■ **WORK TO COMPLETE**
What lines of the data include the string "canvas"? Copy them all.
*** Opening of DATA TO USE ***
PR #9748, opened 2021-09-16
Report

agramfort:
WIP / Test


larsoner:
See https://github.com/mne-tools/mne-python/pull/9749 which I think will be an easier route

PR #9749, opened 2021-09-16
MAINT: Move report code

larsoner:
Let's try this from another angle. This PR just moves `mne/report.py`->`mne/report/report.py` along with its accompanying paths and infrastructure. Then once that's done @hoechenberger you can easily overwrite and the diff should be more manageable.

@hoechenberger an easy way once this is merged (if we go this route) would be to:
```
git fetch upstream
git checkout main
git reset --hard upstream/main
git checkout -b report2
git checkout report mne/report/report.py mne/data/html_templates.py mne/report/__init__.py ... # all files you changed
rm mne/html/jquery.js ... # all files you deleted
git reset  # if you want to be able to see "git diff"
git commit -am 'ENH: Rework report'
git push origin -u report2
```
It'll only take a minute to enumerate the files changed and files deleted, so not too painful I think.

### DIFF
--- a/MANIFEST.in
+++ b/MANIFEST.in
@@ -31,6 +31,8 @@ recursive-include mne/gui/help *.json
 recursive-include mne/html *.js
 recursive-include mne/html *.css
 
+recursive-include mne/report *
+
 recursive-include mne/io/artemis123/resources *
 
 recursive-include mne mne/datasets *.csv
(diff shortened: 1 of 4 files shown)


agramfort:
thx @larsoner 

CI failures are unrelated

hoechenberger:
Thanks a bunch, @larsoner!!

PR #9754, opened 2021-09-16
WIP: Rework Reports (new history)

hoechenberger:
Rework of #9722 after #9749 had been merged


mne/report/__init__.py
```diff
@@ -1 +1 @@
-from .report import Report, open_report, _ReportScraper
+from .report import Report, open_report, _ReportScraper, _BEM_VIEWS
```
larsoner, line 1: You don't need this

mne/report/report.py
```diff
@@ -101,55 +245,47 @@ def _fig_to_img(fig, image_format='png', scale=None, auto_close=True,
...
-        warnings.simplefilter('ignore')  # incompatible axes
-        fig.savefig(output, format=image_format, dpi=fig.get_dpi(),
-                    bbox_to_inches='tight')
+    with warnings.catch_warnings():
+        warnings.filterwarnings(
+            action='ignore',
+            message='.*not compatible with tight_layout.*',
+            category=UserWarning
+        )
+        fig.tight_layout()
```
larsoner, line 256: We have our own `mne.viz.utils` version of `tight_layout` for this reason

mne/report/report.py
```diff
@@ -101,55 +245,47 @@ def _fig_to_img(fig, image_format='png', scale=None, auto_close=True,
         fig = _ndarray_to_fig(img)
 
     output = BytesIO()
-    if scale is not None:
-        _scale_mpl_figure(fig, scale)
```
larsoner, line 105: There probably needs to be a deprecation cycle for this

mne/report/report.py
```diff
@@ -950,7 +509,7 @@ class Report(object):
 
     def __init__(self, info_fname=None, subjects_dir=None,
                  subject=None, title=None, cov_fname=None, baseline=None,
-                 image_format='png', raw_psd=False, projs=False, verbose=None):
+                 image_format='png', raw_psd=True, projs=False, verbose=None):
```
larsoner, line 512: Backward incompat change

mne/report/tests/test_report.py
```diff
@@ -264,14 +266,17 @@ def test_report_raw_psd_and_date(tmpdir):
...
+    raw.info['subject_info'] = dict(id=123, his_id='sample')
+
     raw_fname_new = op.join(tempdir, 'temp_raw.fif')
     raw.save(raw_fname_new)
     report = Report(raw_psd=True)
     report.parse_folder(data_path=tempdir, render_bem=False,
                         on_error='raise')
     assert isinstance(report.html, list)
     assert 'PSD' in ''.join(report.html)
-    assert 'GMT' in ''.join(report.html)
```
larsoner, line 274: Seems like a backward incompat change to go from what used to be GMT to something else. -1 on going to the current computer's time (this makes my result and your result differ when analyzing the same data), but +1 on going to the acquisition machine's time zone if available (can't remember if this is stored or not).

If we want, we can use JavaScript to convert to the viewer's time zone on the fly like we do with out dev doc footer:

https://github.com/mne-tools/mne-python/blob/main/doc/conf.py#L53-L55

This makes the contents of the file the same, but when viewed in a browser, it shows local.

mne/report/tests/test_report.py
```diff
@@ -649,3 +624,98 @@ def test_survive_pickle(tmpdir):
...
+                    tags=('ssp', 'ecg'))
+    r.add_ssp_projs(info=raw_fname, title='my proj', tags=('ssp'))
+    r.add_covariance(cov=cov_fname, info=raw_fname, title='my cov')
+    r.add_forward(forward=fwd_fname, title='my forward', subject='sample',
+                  subjects_dir=subjects_dir)
+
+    if get_3d_backend() is not None:
+        r.add_trans(trans=trans_fname, info=raw_fname, title='my coreg',
+                    subject='sample', subjects_dir=subjects_dir)
+        r.add_bem(subject='sample', subjects_dir=subjects_dir, title='my bem')
```
larsoner, line 654: This will probably take too long. We should make sure to heavily decimate the slicing here and elsewhere in new tests to minimize testing time.

mne/utils/docs.py
```diff
@@ -2486,7 +2503,7 @@
     Name of the output file.
 """
 docdict['export_params_fmt'] = """
-fmt : 'auto' | 'eeglab' | 'edf'
+fmt : 'auto' | 'eeglab'
```
larsoner, line 2506: Looks like a bad merge (probably from the `git checkout ...` line), you'll need to manually put the lines back on this one :(

larsoner (commented):
Great that there is a real diff now! I did not look at everything, but noticed a few minor things

hoechenberger:
Thanks for the initial suggestions, @larsoner! Some good catches. I'll try to address all of them and ping you.

mne/utils/docs.py
hoechenberger: I cherry-picked the respective commit from `main` (see 0658f29) and I think this got all those changes now.

mne/report/__init__.py
hoechenberger: Removed

mne/report/report.py
hoechenberger: I've reverted this change

mne/report/tests/test_report.py
hoechenberger: Actually this line was removed by accident, we don't have a regression here. I added the test back, no further changes required.

mne/report/report.py
hoechenberger: I've added the scaling back where it makes sense: `add_figs_to_section` and `add_slider_to_section`. I'm silently ignoring it for `add_images_to_section`, where it would previously not do any "actual" resizing, but simply scale the image via CSS – which would not make sense with our new, adaptive layout.

mne/report/report.py
```diff
@@ -757,6 +757,10 @@ def add_evokeds(self, evokeds, *, titles=None, noise_cov=None, projs=True,
         projs : bool
             Whether to add SSP projector plots if projectors are present in
             the data.
+        n_time_points : int | None
+            The number of equidistant time points to render. If ``None``,
+            will render each `~mne.Evoked` at 21 time points, unless the data
+            contains fewer time points, in which call all will be rendered.
```
agramfort, line 763:
```suggestion
            contains fewer time points, in which case all will be rendered.
```

mne/report/report.py
```diff
@@ -868,6 +874,7 @@ def add_raw(self, raw, title, *, psd=None, projs=True, tags=('raw',),
             raw=raw,
             add_psd=add_psd,
             add_projs=add_projs,
+            add_butterfly=butterfly,
```
agramfort, line 877:
```suggestion
            butterfly=butterfly,
```
Would be more natural

mne/report/report.py
```diff
@@ -908,6 +915,10 @@ def add_stc(self, stc, title, *, subject=None, subjects_dir=None,
             creation.
         subjects_dir : path-like | None
             The FreeSurfer ``SUBJECTS_DIR``.
+        n_time_points : int | None
+            The number of equidistant time points to render. If ``None``,
+            will render ``stc`` at 51 time points, unless the data
+            contains fewer time points, in which call all will be rendered.
```
agramfort, line 921:
```suggestion
            contains fewer time points, in which case all will be rendered.
```

mne/report/report.py
```diff
@@ -2083,6 +2110,18 @@ def parse_folder(self, data_path, pattern=None, n_jobs=1, mri_decim=2,
...
 
             .. versionadded:: 0.16
+        n_time_points_evokeds, n_time_points_stcs : int | None
+            The number of equidistant time points to render for `~mne.Evoked`
+            and `~mne.SourceEstimate` data, respectively. If ``None``,
+            will render each `~mne.Evoked` at 21 and each `~mne.SourceEstimate`
+            at 51 time points, unless the respective data contains fewer time
+            points, in which call all will be rendered.
+
+            .. versionadded:: 0.24.0
```
agramfort, line 2120: Stc param missing

hoechenberger: It's here, see line 2113:
```python
n_time_points_evokeds, n_time_points_stcs : int | None
```

mne/report/tests/test_report.py
hoechenberger: I'm decimating now much more (factor 100), so this shouldn't be much of a problem anymore, I hope

mne/report/report.py
agramfort: what's the reason why sometimes you have add_ and sometimes you don't?

hoechenberger:
Rendered docs:

[Tutorial](https://34972-1301584-gh.circle-artifacts.com/0/dev/auto_tutorials/intro/70_report.html)
[API docs](https://34972-1301584-gh.circle-artifacts.com/0/dev/generated/mne.Report.html)

hoechenberger:
@wmvanvliet @rob-luke If you're brave and curious, I'd like to hear how this works for you 🤞

mne/report/report.py
hoechenberger: Example with `projs`:

The public methods have `projs` (to be consistent with the rest of the MNE public API)
The private methods have `add_projs` params as this is actually a boolean value and I wanted to emphasize this fact

`add_projs` is produced by looking at `projs` and `self.projs` because in some cases we'll fall back to the value specified on `Report` instantiation:

```python
        add_projs = self.projs if projs is None else projs
```

For `butterfly` in the above example, we don't need to do this, as we don't store any "butterfly defaults" on `Report` instantiation. So the transformation from `butterfly` to `add_butterfly` is trivial, because they're identical.

… does that make sense? 😅

rob-luke:
Sorry @hoechenberger I won't have time to try this locally in the next week or so. But I checked out the tutorial and it looks great. The pages render very nicely and you still have the custom plot section, so that works for me. Cool stuff. Ill check back when I have a chance to code again.

hoechenberger:
Latest doc builds:

[Tutorial](https://35001-1301584-gh.circle-artifacts.com/0/dev/auto_tutorials/intro/70_report.html#sphx-glr-auto-tutorials-intro-70-report-py)
[API docs](https://35001-1301584-gh.circle-artifacts.com/0/dev/generated/mne.Report.html#mne.Report)

mne/report/report.py
```diff
@@ -1069,92 +688,812 @@ def add_custom_js(self, js):
...
+
+        self._add_or_replace(
+            dom_id=dom_id,
+            name=title,
+            tags=tags,
+            html=html,
+            replace=replace
+        )
+
+    @fill_doc
```
agramfort, line 1496: This should be deprecated no? Please make sure that doc strings of all mention the deprecation so it appears in the API page what method is deprecated.

hoechenberger: In fact, I [removed](fcec676) the `@deprecated` decorator and started "manually" emitting `DeprecationWarning`s because the decorator was causing issues with numpydoc. I posted this on Discord:

The following signature, for example:

```
    @deprecated(extra='Use `Report.add_image` instead')
    def add_images_to_section(self, fnames, captions, scale=None,
                              section='custom', comments=None, replace=False):
```

Would cause the following warning during the doc build:

```
WARNING: [numpydoc] Validation warnings while processing docstring for 'mne.Report.add_images_to_section':
  SS03: Summary does not end with a period
  PR01: Parameters {'**kwargs', '*args'} not documented
  PR02: Unknown parameters {'replace', 'section', 'captions', 'fnames', 'scale', 'comments'}
  RT01: No Returns section found
```

Any suggestions on how to fix this would be appreciated!

hoechenberger: @agramfort I've now hacked my way around this in 6d8f9ac

Not pretty but it works.

larsoner:
I'll push a commit to fix/modernize `@deprecated`, okay for me to `git merge upstream/main` while I'm at it to fix the conflict?

hoechenberger:
@larsoner yes absolutely, feel free to do anything except for force-pushes :)

mne/report/report.py
```diff
@@ -1191,27 +1529,115 @@ class construction.
...
+                f'Number of figs ({len(figs)}) must equal number of comments '
+                f'({len(comments)})'
+            )
+
+        tags = _clean_tags(section)
+
+        for fig, title, caption in zip(figs, captions, comments):
+            if scale is not None:
+                _scale_mpl_figure(fig, scale)
+            tight_layout(fig=fig)
```
larsoner, line 1587: So far I've observed loss of functionality in `add_figs_to_section`, it used to support `figs` as a `np.ndarray` directly (e.g., a `(h, w, 3)` array) directly and now I get:
```
  File "/home/larsoner/mne_data/mnefun/mnefun/_report.py", line 594, in gen_html_report
    report.add_figs_to_section(view, captions, section)
  File "/home/larsoner/python/mne-python/mne/report/report.py", line 1586, in add_figs_to_section
    image_format=image_format, tags=tags, replace=replace
  File "/home/larsoner/python/mne-python/mne/viz/utils.py", line 141, in tight_layout
    fig.canvas.draw()
AttributeError: 'numpy.ndarray' object has no attribute 'canvas'
```
(line numbers changed above because I'm making other changes)

I could push a fix that checks if it's an instance of `matplotlib.figure.Figure`, but I also don't like that this `tight_layout` is being forced. I think users should do this at their own end if they want it.

Moreover, I get warnings like this because it's being forced on me:
```
  report.add_slider_to_section(
/home/larsoner/mne_data/mnefun/mnefun/_report.py:943: UserWarning: tight_layout not applied: number of columns in subplot specifications must be multiples of one another.
```
So I'm going to remove this...

mne/report/report.py
```diff
@@ -1397,120 +1966,157 @@ class construction.
...
+                        for i in range(len(figs))]
 
-        slider_klass = sectionvar
+        if image_format is None:
+            image_format = self.image_format
 
+        for fig in figs:
+            if scale is not None:
+                _scale_mpl_figure(fig, scale)
+            tight_layout(fig=fig)
```
larsoner, line 1987: Same story here

mne/report/report.py
hoechenberger: Passing an array SHOULD work, if it doesn't then it's a bug
I can have a look at this

larsoner:
I found some bugs looking at reports I generated using old/deprecated methods. I suggest you fix these first, then once they all work, I can try moving over to new functions, and we can fix any bugs there. Finally I'll try using all old functions one more time, and if both deprecated + new functions render everything properly then hopefully we're good to go!

So to start, using old/deprecated functions -- I hope you can replicate locally using something simple (or immediately see what the problem can be from the images), but if not, I can whittle things down to some minimal example code:

1. Header occlusion bug -- first render of a custom report:
   Screenshot from 2021-09-30 08-22-06
    Resizing the window fixes it:
    Screenshot from 2021-09-30 08-22-11
2. BEMs not resized properly to fit in frame:
    Screenshot from 2021-09-30 08-22-34
3. Headers overlapping TOC column:
   Screenshot from 2021-09-30 08-22-48
4. Sliders don't actually change the shown images in a custom slider I made:
    Screenshot from 2021-09-30 08-23-03
.

mne/report/report.py
larsoner: Don't worry, I'm pushing a commit to remove `tight_layout` entirely here

hoechenberger:
Ouch.

None of these should happen. 

Which browser are you using?

larsoner:
Updated deprecation links nicely in our docs I think:
Screenshot from 2021-09-30 08-32-02

larsoner:
Chrome on Linux. Looking at the console, this seems problematic:
```
DevTools failed to load source map: Could not load content for file:///home/larsoner/mne_data/mnefun/examples/funloc/subj_01/bootstrap.bundle.min.js.map: System error: net::ERR_FILE_NOT_FOUND
DevTools failed to load source map: Could not load content for file:///home/larsoner/mne_data/mnefun/examples/funloc/subj_01/bootstrap.min.css.map: System error: net::ERR_FILE_NOT_FOUND
```
Perhaps this is causing the sliders not to work at least? Not sure why the path would be messed up here...

hoechenberger:
Thank you! Which version of chrome is this?

larsoner (commented):
Comments for everything but `report.py` because it's still a monster :) I'll look at that once all rendering bugs are fixed

hoechenberger:
Thanks @larsoner, will ping you when it's ready

larsoner:
Okay I can replicate all the problems above with this:

<details>

```
import os.path as op
import numpy as np
import matplotlib

import mne

data_path = mne.datasets.testing.data_path() + '/SSS/'
fname = data_path + 'test_move_anon_raw.fif'
struc = 'sample'
subjects_dir = data_path + '../subjects'
trans = data_path + '../MEG/sample/sample_audvis_trunc-trans.fif'
fname_inv = data_path + '../MEG/sample/sample_audvis_trunc-meg-eeg-oct-4-meg-inv.fif'

raw = mne.io.read_raw_fif(fname, allow_maxshield='yes').load_data()
raw.rename_channels(lambda x: f'{x[:3]} {x[3:]}' if 'MEG' in x else x)
fname_pos = data_path + 'test_move_anon_raw.pos'
style = {'axes.spines.right': 'off', 'axes.spines.top': 'off',
         'axes.grid': True}
matplotlib.use('Agg', force=True)
plt.rcParams.update(style)
report = mne.Report(verbose=False)


# %%
report.add_htmls_to_section(
    '<p align="center">Blah blah blah</p>',
    captions='Behavioral', section='Behavioral')

# %%
events = mne.make_fixed_length_events(raw)
epochs = mne.Epochs(raw, events, preload=True)
section = 'Drop log'
figs = [epochs.plot_drop_log()]
captions = [repr(epochs)]  # <--- Does not render properly!
report.add_figs_to_section(figs, captions, section, image_format='svg')  # <--- image_format='svg' BREAKS THINGS!
evoked = epochs.average()

# %%
section = 'BEM'
caption = '%s: %s' % (section, struc)
report.add_bem_to_section(
    struc, caption, section, decim=10, n_jobs=1,
    subjects_dir=subjects_dir)

report.save('report.html', overwrite=True)
```

</details>

Looks like two bugs:

- SVG support broken
- Sanitizing bugs for HTML (`repr(epochs)` as a caption is problematic)

Screenshot from 2021-09-30 10-01-33

hoechenberger:
@larsoner Oh, super good catch! I think I only really tested with PNGs!

I'm currently a little bit lost at to which problems still persist, I guess I'll be in touch on Discord! Talk to you soon

larsoner:
All of the problems [enumerated 2h ago](https://github.com/mne-tools/mne-python/pull/9754#issuecomment-931276147) persist for me, probably due to the [causes I just mentioned](https://github.com/mne-tools/mne-python/pull/9754#issuecomment-931351977), and you should be able to replicate locally by running the example script I posted above

larsoner:
(I pushed commits to fix some issues orthogonal to these, namely the `deprecation` inadequacy and a BEM axis labeling bug)

hoechenberger:
@larsoner Thanks, I'll get to work on this now!

mne/viz/misc.py
```diff
@@ -445,14 +464,14 @@ def plot_bem(subject=None, subjects_dir=None, orientation='coronal',
 
     Parameters
     ----------
-    subject : str
+    subject : str | None
```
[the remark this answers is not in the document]
hoechenberger: This very function here, `plot_bem()`, is not a method of a class. I've tried to make use of a the docdict anyway, LMK what you think. Changes in 33f8ab8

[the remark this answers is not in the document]
larsoner: Isn't `subject=None` not supported, then?

mne/viz/misc.py
```diff
@@ -426,16 +445,16 @@ def _plot_mri_contours(mri_fname, surfaces, src, orientation='coronal',
             if ai < n_col or n_col == 1:  # top
                 ax.text(dat.shape[1] / 2., dat.shape[0] - 1, ylabels[1],
                         ha='center', va='top', **kwargs)
-        if img_output:
-            output = BytesIO()
-            fig.savefig(output, bbox_inches='tight',
-                        pad_inches=0, format='png', dpi=dpi)
-            out.append(base64.b64encode(output.getvalue()).decode('ascii'))
```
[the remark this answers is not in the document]
hoechenberger: I like the idea of returning a list of ndarrays. As you mention correctly, the downstream plotting functions should handle this just fine, unless there are bugs somewhere (which obviously would need to be fixed anyway)

I will look into this after ensuring that ndarray plotting works in general – you reported some issue there with a deprecated function, which I'll look into just now.

mne/utils/docs.py
```diff
@@ -1389,7 +1390,19 @@
 """
 docdict['subject'] = """
 subject : str
-    The FreeSurfer subject name.
+    The FreeSurfer subject name (will be used to set the FreeSurfer
+    environment variable ``SUBJECT``).
```
larsoner, line 1394: Usually setting the env var is not actually done -- we only do this / set the env var when making actual calls to FreeSurfer functions. So I think this is not quite right...

It acts like the SUBJECT env var does for FreeSurfer, but I don't think it's worth mentioning here

mne/utils/docs.py
```diff
@@ -1389,7 +1390,19 @@
...
+"""
+docdict['subject_none'] = """
+subject : str | None
+    The FreeSurfer subject name. If ``None``, the value of the environment
+    variable ``SUBJECT`` will be used.
```
larsoner, line 1399: Most places we allow `subject=None`, it's taken from the class, like in `stc.plot(subject=None)` will use `stc.subject`. It doesn't use the SUBJECT env var I don't think. (I don't think many if any functions respect the SUBJECT env var and I'd rather not start doing so, I think it's going to be error prone.)

larsoner: ... so I think what you have below for `stc_subject` is really the only `subject_none` sort of thing we need in practice

mne/viz/misc.py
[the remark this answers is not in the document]
larsoner: You shouldn't need to do that, I pushed removal of the previously added (in this PR) `tight_layout` call. So ndarrays should work now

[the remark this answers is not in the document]
larsoner: (I added an edit to say by "that" I meant the ndarray fixes, I pushed a commit for that already -- but the changes to make this actually return ndarrays instead of a list of figures would still be good)

mne/utils/docs.py
hoechenberger: I just mentioned it because other docstrings mention(ed), "corresponding to the FreeSurfer SUBJECT variable".

But I get your point and will change this

mne/viz/misc.py
```diff
@@ -445,14 +464,14 @@ def plot_bem(subject=None, subjects_dir=None, orientation='coronal',
...
-    subject : str
+    subject : str | None
         Subject name.
     subjects_dir : str | None
         Path to the SUBJECTS_DIR. If None, the path is obtained by using
         the environment variable SUBJECTS_DIR.
     orientation : str
         'coronal' or 'axial' or 'sagittal'.
-    slices : list of int
+    slices : list of int | None
```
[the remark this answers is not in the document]
hoechenberger: Addressed in fa9993e

Took me a bit too long to figure out what was happening, so I reformatted the code and added a comment

mne/utils/docs.py
hoechenberger: btw the old docstrings for `subject` for the `plot_stc...`  functions were:

```
        The subject name corresponding to FreeSurfer environment
         variable SUBJECT. If None stc.subject will be used. If that
         is None, the environment will be used.
```

hoechenberger: … but I just checked `_check_subject()` and indeed it doesn't use the environment variable, so the docstrings were incorrect.

mne/viz/misc.py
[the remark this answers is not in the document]
hoechenberger: Good catch, I checked the function(s) it calls and they expect a string, not `None`. I had simply adjusted the docstring here because the default param value in the function signature was `subject=None`. So this is actually a bug. I fixed this in bba68f6

mne/viz/misc.py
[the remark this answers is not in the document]
hoechenberger: got you, thanks!

wmvanvliet:
@hoechenberger Just played around with the new report a little. Opening an existing report and adding/replacing figures in it works great!

hoechenberger:
Remaining CI complaints will go away once #9805 is merged

hoechenberger:
CI error seems to due to time limits on Azure, but unrelated to the changes in this PR

@larsoner lmk if you're happy or if you experience any remaining issues!

hoechenberger:
Rendered tutorial: https://35276-1301584-gh.circle-artifacts.com/0/dev/auto_tutorials/intro/70_report.html#sphx-glr-auto-tutorials-intro-70-report-py

API docs: https://35276-1301584-gh.circle-artifacts.com/0/dev/generated/mne.Report.html?highlight=report#mne.Report

agramfort (approved):
looks great !

I even just tested the `mne report` command it produced a beautiful report on my laptop !

🎉 👏

larsoner:
[Test time](https://github.com/mne-tools/mne-python/pull/9754/checks?check_run_id=3801018199#step:13:3517) is still a problem (maybe MRI rendering, maybe something else):
```
74.13s call     mne/report/tests/test_report.py::test_full_report
```
The only report-related ones that show up in [a different PR's recent build](https://github.com/mne-tools/mne-python/runs/3796599049#step:13:3518) are:
```
23.52s call     mne/report/tests/test_report.py::test_render_report[mayavi]
23.08s call     mne/report/tests/test_report.py::test_render_report[pyvistaqt]
```

hoechenberger:
@larsoner Ouch, good catch. I managed to cut down the test time drastically on my local machine, and I'm surprised tests still take so long on Circle. Back to the profiler, I suppose!

larsoner:
3D plotting is much slower there, my guess is it's the new alignment plotting function. One option is to make it so the view/size there is very small so there is less to render

larsoner:
On Linux you can test this using `xvfb-run` because it will use software rendering like the CIs -- want me to try locally?

larsoner:
Locally there is at least some slowdown from software rendering, so I think it probably is the 3D rendered `plot_alignment` slowing things down:
```
$ pytest mne/report
25.12s call     mne/report/tests/test_report.py::test_render_report[pyvistaqt]
15.49s call     mne/report/tests/test_report.py::test_full_report
...
$ xvfb-run pytest mne/report
23.49s call     mne/report/tests/test_report.py::test_render_report[pyvistaqt]
21.96s call     mne/report/tests/test_report.py::test_full_report
```
And with `if get_3d_backend() is not None and False:` in `test_report.py:656` so that the 3D stuff is skipped:
```
23.22s call     mne/report/tests/test_report.py::test_render_report[pyvistaqt]
9.85s call     mne/report/tests/test_report.py::test_full_report
```
So locally I would target the four calls in those to speed them up somehow. Making the render window smaller is one way.

larsoner:
... actually hold on, I think we have a regression with MNE_3D_BACKEND_TESTING where we automagically made it so that these things were faster. Let me see if I can fix it quickly.

hoechenberger:
Oh yes, I think you might be in the right track here!!

larsoner:
Nope, no regression -- really the slowdown here is caused because the `renderer` fixture is not used. But We can easily get around it by using the same actor-invisible trick. I've pushed a commit that locally fixes things, timings for `xvfb-run`:
```
22.97s call     mne/report/tests/test_report.py::test_render_report[pyvistaqt]
12.97s call     mne/report/tests/test_report.py::test_full_report
```
I'll push and we'll see how the CIs do. But really these are both still too slow, this is what I see on `main` using the same `xvfb-run` call:
```
9.07s call     mne/report/tests/test_report.py::test_render_report[pyvistaqt]
2.49s call     mne/report/tests/test_report.py::test_render_mri[pyvistaqt]
```

larsoner (changes requested):
Tests too slow currently

hoechenberger:
> But really these are both still too slow, this is what I see on `main` using the same `xvfb-run` call:

But keep in mind that we're **actually** plotting **much more** now than we used to, so a bit of slowdown is to be expected. But I agree, the current slowdown is too much.

hoechenberger:
@larsoner Test runtime summary for `Linux / pip-pre / py3.9`:

```
46.28s call     mne/report/tests/test_report.py::test_render_report[pyvistaqt]
3492
41.12s call     mne/tests/test_bem.py::test_io_head_bem
3493
35.44s call     mne/viz/tests/test_3d_mpl.py::test_plot_volume_source_estimates[stat_map-s-1-1-init_p3-want_p3-brain.mgz]
3494
33.58s call     mne/export/tests/test_export.py::test_export_raw_edf[misc-edf]
3495
31.82s call     mne/viz/tests/test_3d.py::test_plot_alignment_basic[testing_data-testing_data-pyvistaqt]
3496
29.56s call     mne/viz/tests/test_3d_mpl.py::test_plot_volume_source_estimates[stat_map-vec-1-1-None-want_p1-None]
3497
27.18s call     mne/tests/test_morph.py::test_volume_source_morph_round_trip[sample-sample-0.0-0.1-float-True]
3498
25.61s call     mne/tests/test_morph.py::test_volume_source_morph_round_trip[fsaverage-fsaverage-0.0-0.1-float-False]
3499
24.36s call     mne/tests/test_morph.py::test_volume_source_morph_basic
3500
22.71s call     mne/tests/test_docstring_parameters.py::test_docstring_parameters
3501
22.42s call     mne/tests/test_morph.py::test_volume_source_morph_round_trip[sample-fsaverage-7.0-7.4-float-True]
3502
22.39s call     mne/tests/test_source_space.py::test_setup_source_space_spacing[2]
3503
22.30s call     mne/tests/test_morph.py::test_volume_source_morph_round_trip[sample-sample-0.0-0.1-complex-False]
3504
20.70s call     mne/tests/test_morph.py::test_volume_source_morph_round_trip[sample-fsaverage-10.0-10.4-float-False]
3505
20.08s call     mne/viz/tests/test_3d_mpl.py::test_plot_volume_source_estimates[glass_brain-s-None-2-None-want_p0-None]
3506
19.97s call     mne/viz/tests/test_3d_mpl.py::test_plot_volume_source_estimates[glass_brain-vec-None-1-init_p2-want_p2-None]
3507
18.87s call     mne/inverse_sparse/tests/test_mxne_inverse.py::test_mxne_inverse_standard[_pytest_param]
3508
17.93s call     mne/report/tests/test_report.py::test_full_report
3509
```
You think this is good enough?

agramfort:
Thx @hoechenberger !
*** Close of DATA TO USE ***
■ **ANSWER BOX**
    fig.canvas.draw()
AttributeError: 'numpy.ndarray' object has no attribute 'canvas'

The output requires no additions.